When Gaspar Noé released his excruciatingly boring porno cum arthouse provocation Love in 2015, a lot of ink was spilled about its central conceit: that the whole ponderous thing was shot in 3D, allowing Noé to figuratively spew bodily fluids in the audience’s face. (It was probably only health and safety regulations that, thankfully, kept him from literally doing so.) Love was received as the latest mad gesture from an enfant terrible, but its 3D gimmick had plenty of precedent, dating back at least to 1969’s bafflingly successful The Stewardesses.

A low-budget soft-core that promised to “leap from the screen to your lap,” The Stewardesses 3D had an incredible run, grossing 250 times its budget and playing to entranced late-‘60s / early-’70s audiences for years, despite being, objectively speaking, the fucking worst.

I’m not sure exactly how “forgotten” this Forgotbuster is – its mildly comic standing as one of the most financially lucrative films of all time and a notable innovation in 3D technology probably assure some amount of familiarity, at least to film historians, future-tech enthusiasts, and drug-addled weirdos – but it doesn’t exactly get talked about much. This is probably related, at least in part, to how mind-bogglingly terrible it is.

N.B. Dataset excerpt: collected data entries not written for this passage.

PR #13770, opened 2026-03-19
fix(csharp): add ReadAsPropertyName/WriteAsPropertyName to all remaining custom JsonConverters

Swimburger:
## Description

Refs https://github.com/fern-api/fern/pull/13763

Extends the `IStringEnum` dictionary-key serialization fix from #13763 to **all remaining** custom `JsonConverter` types in the C# generator. Without these overrides, `System.Text.Json` throws `NotSupportedException` at runtime when any of these types is used as a `Dictionary<TKey, TValue>` key.

### High priority (most likely dictionary key types)
- **`EnumSerializer<TEnum>`** — generic template (`EnumSerializer.Template.cs`) and inline per-enum serializer (`Enum.ts`)
- **`DateTimeSerializer`** — round-trip DateTime format
- **`DateAsDateTimeConverter`** — date-only (`yyyy-MM-dd`) format; extracted `DateFormat` const to avoid string duplication

### Low priority (unlikely dictionary key types, added for completeness)
- **Discriminated union `JsonConverter`** (`UnionGenerator.ts`) — uses the discriminant string as the property name
- **Literal type converters** (`generateLiteralType.ts`) — all four variants (nested/standalone × string/bool)

### Unit tests
- Added dictionary key serialize/deserialize tests to `EnumSerializerTests.Template.cs`, `DateTimeJsonTests.Template.cs`, and `DateOnlyJsonTests.Template.cs`
- Added `ReadAsPropertyName`/`WriteAsPropertyName` to the `DummyEnumSerializer` test helper

### Other
- Bumped `versions.yml` for `csharp-sdk` (→ 2.37.1) and `csharp-model` (→ 0.5.1)
- Regenerated all csharp-model and csharp-sdk seed snapshots
- Updated `allowedFailures` in `seed/csharp-model/seed.yml` and `seed/csharp-sdk/seed.yml` to account for pre-existing failures from main (`mixed-case`, `unions-with-local-date`, `unions:no-custom-config`, `property-access` — all CS9035 `required` member errors in union types, unrelated to this PR)

### Enum `WriteAsPropertyName` consistency fix

During self-review, the initial implementation had a bug where `WriteAsPropertyName` silently no-oped when the enum value wasn't found in the dictionary. Fixed to match each serializer's existing `Write` behavior:

- **`EnumSerializer.Template.cs`**: Uses direct dictionary access `_enumToString[value]`, which throws `KeyNotFoundException` on unknown values — matching its `Write` method.
- **`Enum.ts` inline serializer**: Uses `_enumToString.TryGetValue(value, out var stringValue) ? stringValue : value.ToString()` — matching its `Write` method's `TryGetValue`-with-fallback pattern. Falls back to `value.ToString()` instead of `null` since null is not a valid property name.

## ⚠️ Human review checklist

1. **Two different enum error-handling strategies are intentional**: `EnumSerializer.Template.cs` throws on unknown enum values (matching its `Write`), while the `Enum.ts` inline serializer falls back to `value.ToString()` (matching its `Write` which falls back to `null`). Verify this divergence is acceptable.

2. **`UnionGenerator.ReadAsPropertyName`** constructs a union via `new UnionType(stringValue, stringValue)` — passing the raw string as both the discriminant and the value. This is a lossy round-trip (inner variant data is not preserved), which may be acceptable for dictionary-key usage but worth confirming.

3. **`DateTimeSerializer.ReadAsPropertyName`** uses `DateTime.Parse(reader.GetString()!, ...)` with a null-forgiving operator. This is safe for property name tokens (which are always non-null strings), but differs from `DateAsDateTimeConverter.ReadAsPropertyName` which uses the more defensive `TryParse` pattern.

4. **Test coverage gap for generic `EnumSerializer.Template.cs`**: The `DummyEnumSerializer` in `EnumSerializerTests.Template.cs` uses the `TryGetValue`-with-fallback pattern (matching the inline `Enum.ts` serializer), but does not exercise the throw-on-missing behavior of the generic `EnumSerializer.Template.cs`. Consider whether a separate test with the generic serializer is needed.

5. **`allowedFailures` additions**: Verify that `mixed-case`, `unions-with-local-date`, `unions:no-custom-config`, and `property-access` are genuinely pre-existing failures from main (all are CS9035 `required` member errors in union types) and not regressions from this PR's union `ReadAsPropertyName`/`WriteAsPropertyName` changes. These same fixtures fail identically on main's CI.

## Testing
- [x] Lint/typecheck passing (`pnpm run check`)
- [x] Seed snapshots regenerated for csharp-model and csharp-sdk
- [x] Unit tests added for dictionary key serialization (DateOnly, DateTime, native enums)
- [x] CI: All required checks pass; non-required seed failures are pre-existing from main

Link to Devin session: https://app.devin.ai/sessions/8440309f1e9944208c6105bd1d08aa20
Requested by: @Swimburger

---

<a href="https://app.devin.ai/review/fern-api/fern/pull/13770" target="_blank">
  <picture>
    Open with Devin
  </picture>
</a>


generators/csharp/base/src/asIs/DateAsDateTimeConverter.Template.cs
```diff
@@ -23,6 +23,29 @@ public override void Write(Utf8JsonWriter writer, DateTime value, JsonSerializer
...
+        throw new JsonException($"Unable to convert \"{dateString}\" to DateTime.");
+    }
+
+    public override void WriteAsPropertyName(
+        Utf8JsonWriter writer,
+        DateTime value,
+        JsonSerializerOptions options
+    )
+    {
+        writer.WritePropertyName(value.ToString("yyyy-MM-dd"));
```
Swimburger: we should probably reuse a const value for the pattern

fern-support (approved):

It really has to be seen to be believed, and even now that I’ve seen it, I’m not sure I believe it. Like one of its characters, I might’ve taken some bad acid and imagined the whole thing.

Written, directed, and produced by incomparably-named apparent auteur Al Silliman, Jr. (IMDB notes his credit “as Alf Silliman, Jr.”, which just increases the ridiculousness of the whole thing), The Stewardesses 3D occasionally lays on the plot but mostly sticks to the fucking.

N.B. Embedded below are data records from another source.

PR #13805, opened 2026-03-20
fix(csharp): enforce global:: prefix for System namespace references

Swimburger:
## Description

Prevents CS0118/CS0426 compile errors when customer projects define a type or namespace named `System` (e.g., root namespace `Foo.Net` with a class `System`). All `System.*` references in generated C# source files now use the `global::System.*` prefix, and a CI validation script enforces this going forward.

**Exclusions:** `.csproj` `<Using Include>` elements do **not** use `global::` (MSBuild doesn't support it), and dynamic snippets (user-facing code examples) skip `global::` to keep output clean. Fixtures using `experimental-dotnet-format` are excluded from CI validation because `dotnet format` strips `global::` as a post-processing optimization.

### Generator source
- **`Writer.ts`**: Always emits `global::` prefix when a `using` directive's namespace starts with `System`. Added `skipGlobalQualifier` option to conditionally skip this (used by dynamic snippets).
- **`ClassReference.ts`**: Always emits `global::` for inline `System.*` type references, respecting the writer's `skipGlobalQualifier` flag. Fixed a bug where System types going through the `typeQualification` partial-qualification path would lose the `global::` prefix — now routes these through `fqName` when `shouldGlobal` is true.
- **`AstNode.ts`**: Threads `skipGlobalQualifier` option through `toString()` / `toStringAsync()` into the Writer constructor.
- **`EndpointSnippetGenerator.ts`**: Passes `skipGlobalQualifier: true` when generating dynamic snippets so user-facing code stays clean. Added comments documenting why disabling all `global::` qualifiers (not just System) is acceptable for snippets.
- **`CsharpProject.ts`**: `.csproj` implicit `<Using Include>` directives remain plain `System.*` (no `global::` — MSBuild doesn't support it).
- **`HttpEndpointGenerator.ts`**: Replaced hardcoded `"catch (System.Text.Json.JsonException)"` strings with proper `context.System.Text.Json.JsonException` class references so the `global::` prefix is applied automatically.
- **`WebsocketClientGenerator.ts`**: Replaced hardcoded `System.IO.MemoryStream` / `System.Text.Encoding` strings with `this.System.IO.MemoryStream` / `this.System.Text.Encoding_UTF8` class references. This also adds proper `using global::System.Text;` / `using global::System.IO;` directives, allowing the generated code to use short names (`MemoryStream`, `Encoding.UTF8`).

### Template .cs files (10 files)
- Fixed hardcoded `using System.*` → `using global::System.*` and inline `System.*` → `global::System.*` in:
  - `QueryStringConverterTest.Template.cs` (also fixed indentation inconsistencies)
  - `EnumSerializerTests.Template.cs`
  - `StringEnumSerializerTests.Template.cs`
  - `AdditionalPropertiesComparer.Template.cs`
  - `WebSocketClientTests.Template.cs`
  - `DisconnectionInfoTests.Template.cs`
  - `WebSocketConnectionTests.Template.cs` (including inline `System.Diagnostics.Stopwatch`, `System.Net.WebSockets.ClientWebSocket`)
  - `TestWebSocketServer.Template.cs` (including inline `System.Net.Sockets.TcpListener`)
  - `E2eWebSocketTests.Template.cs` (including inline `System.Net.WebSockets.WebSocketCloseStatus`, `System.Net.WebSockets.WebSocketException`)
  - `QueryTests.Template.cs` (inline `System.Collections.IEnumerable` cast)

### CI enforcement
- Added a validation script in `seed/csharp-sdk/seed.yml` and `seed/csharp-model/seed.yml` that greps all generated `.cs` files for unqualified `System` references and fails the build if any are found
- **Check 1**: `using` directives — catches `using System.Linq;` etc.
- **Check 2**: inline references — catches `new System.Exception()`, `System.Threading.Tasks.Task`, etc. using regex: `(?<!using |global::|\.| )System\.(Collections|IO|Linq|Net|Text|Threading|Runtime|Globalization|Diagnostics|Reflection)`
- Both checks use `grep -v -P ':\s*//'` to exclude comments (the colon-anchored pattern is required because `grep -rn` output includes the `file:line:` prefix, so `^\s*//` would never match)
- Excludes `DynamicSnippets` directories (intentionally skip `global::` for user-facing code)
- Fixture exclusion via explicit `SKIP_GLOBAL_VALIDATION` variable at top of script (currently: `fully-qualified-namespaces`)

### Seed test outputs
- Regenerated all csharp-sdk and csharp-model seed fixtures

### versions.yml
- SDK: → 2.52.0
- Model: → 0.7.0

## Testing
- [x] Unit tests updated (`Type.test.ts` expectations updated for `global::System.Type`)
- [x] Snapshot tests updated (`Literal.test.ts.snap`, `DynamicSnippetsGenerator.test.ts.snap`)
- [x] Dynamic snippets snapshots confirmed to NOT contain `global::` (user-facing)
- [x] Seed tests regenerated and passing
- [x] WebSocket seed fixtures (`websocket:with-websockets`, `websocket:no-custom-config`) regenerated and passing
- [x] All required CI checks passing (61/61)
- [x] Validation script tested locally against regenerated output — 0 violations in both csharp-sdk and csharp-model

## ⚠️ Human Review Checklist
1. **`skipGlobalQualifier` disables ALL `global::` prefixes in snippets, not just System** — With `skipGlobalQualifier: true`, the flag skips `global::` for ambiguous type names and type-namespace conflicts too. This is acceptable because snippets use empty `allNamespaceSegments`/`allTypeClassReferences` sets, making the ambiguity and conflict checks no-ops anyway. The flag just additionally suppresses the unconditional System prefix. See comments in `EndpointSnippetGenerator.ts`.
2. **`ClassReference.ts` `shouldGlobal` addition (line 223)** — When a System type goes through the `typeQualification` partial-qualification path, we now fall through to `fqName` (with `global::`) instead of writing `typeQualification + nameToWrite` (without `global::`). This is the correct fix but it broadens the scope slightly — previously `trace` fixture wrote `System.Collections.Generic.KeyValuePair`, now it writes `global::System.Collections.Generic.KeyValuePair`. Verify the additional seed output changes in `examples`, `validation`, and `csharp-namespace-conflict` fixtures look correct.
3. **WebSocket `InjectTestMessage` now uses short names** — The generator now emits `using global::System.Text;` and `using global::System.IO;` directives for WebSocket files, so `InjectTestMessage` uses `MemoryStream` / `Encoding.UTF8` instead of the previous fully-qualified `System.IO.MemoryStream` / `System.Text.Encoding.UTF8`. Verify these using directives are correct and the short names resolve properly.
4. **`experimental-dotnet-format` incompatibility is fundamental** — The `dotnet format` post-processor adds `<Using Include="System" />` to `.csproj` and then strips `global::` from using directives as redundant. The current workaround (skip validation via `SKIP_GLOBAL_VALIDATION`) is pragmatic but means that fixture isn't validated for other potential regressions.
5. **Inline validation regex may have edge cases** — The regex `(?<!using |global::|\.| )System\.(Collections|IO|...)` only covers known System sub-namespaces. A bare `System.Foo` for some unlisted namespace would not be caught. The generator itself handles all System namespaces correctly via `ClassReference.ts`, so this is a CI safety net, not the primary enforcement.

Link to Devin session: https://app.devin.ai/sessions/1f4ff43edd984ad68434fac160bcd07a
Requested by: @Swimburger

---

<a href="https://app.devin.ai/review/fern-api/fern/pull/13805" target="_blank">
  <picture>
    Open with Devin
  </picture>
</a>


generators/csharp/base/src/project/CsharpProject.ts
```diff
@@ -151,7 +151,7 @@ export class CsharpProject extends AbstractProject<GeneratorContext> {
                 )
                 .replace(/<ImplicitUsings>enable<\/ImplicitUsings>/, `<ImplicitUsings>disable</ImplicitUsings>`)
                 .replace(/<LangVersion>12<\/LangVersion>/, `<LangVersion>11</LangVersion>`)
-                .replace(/<\/Project>/, `<ItemGroup><Using Include="System" /></ItemGroup></Project>`)
+                .replace(/<\/Project>/, `<ItemGroup><Using Include="global::System" /></ItemGroup></Project>`)
```
Swimburger: Does this need to be done inside of cproj?

generators/csharp/base/src/project/CsharpProject.ts
```diff
@@ -870,11 +870,11 @@ ${projectGroup.join("\n")}
         <UsePortableDateOnly>true</UsePortableDateOnly>
     </PropertyGroup>
     <ItemGroup Condition="'$(TargetFramework)' == 'net462' Or '$(TargetFramework)' == 'netstandard2.0'">
-      <Using Include="System.Net.Http" />
-      <Using Include="System.Collections.Generic" />
-      <Using Include="System.Linq" />
-      <Using Include="System.Threading" />
-      <Using Include="System.Threading.Tasks" />
+      <Using Include="global::System.Net.Http" />
```
Swimburger: Does this need to be done inside of cproj? I don't think this is an issue

generators/csharp/dynamic-snippets/src/__test__/__snapshots__/DynamicSnippetsGenerator.test.ts.snap
```diff
@@ -3,7 +3,7 @@
 exports[`snippets (default) > examples > 'GET /metadata (allow-multiple)' 1`] = `
 "using Acme;
 using Acme.Service;
-using System.Collections.Generic;
+using global::System.Collections.Generic;
```
Swimburger: In snippets we don't want to use global:: because that's user facing, and it's ugly

fern-support (approved):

For the most part, this is a wise decision, since the “plot” Silliman arrives at is a deeply uncomfortable one. Like most sexploitation, the narrative is a thin, skeletal frame to provide some justification for the nudity. As a genre rarity, however, it also features a woman who drops acid, gets naked, and makes out passionately with a lamp. (Did I mention The Stewardesses is deeply weird?)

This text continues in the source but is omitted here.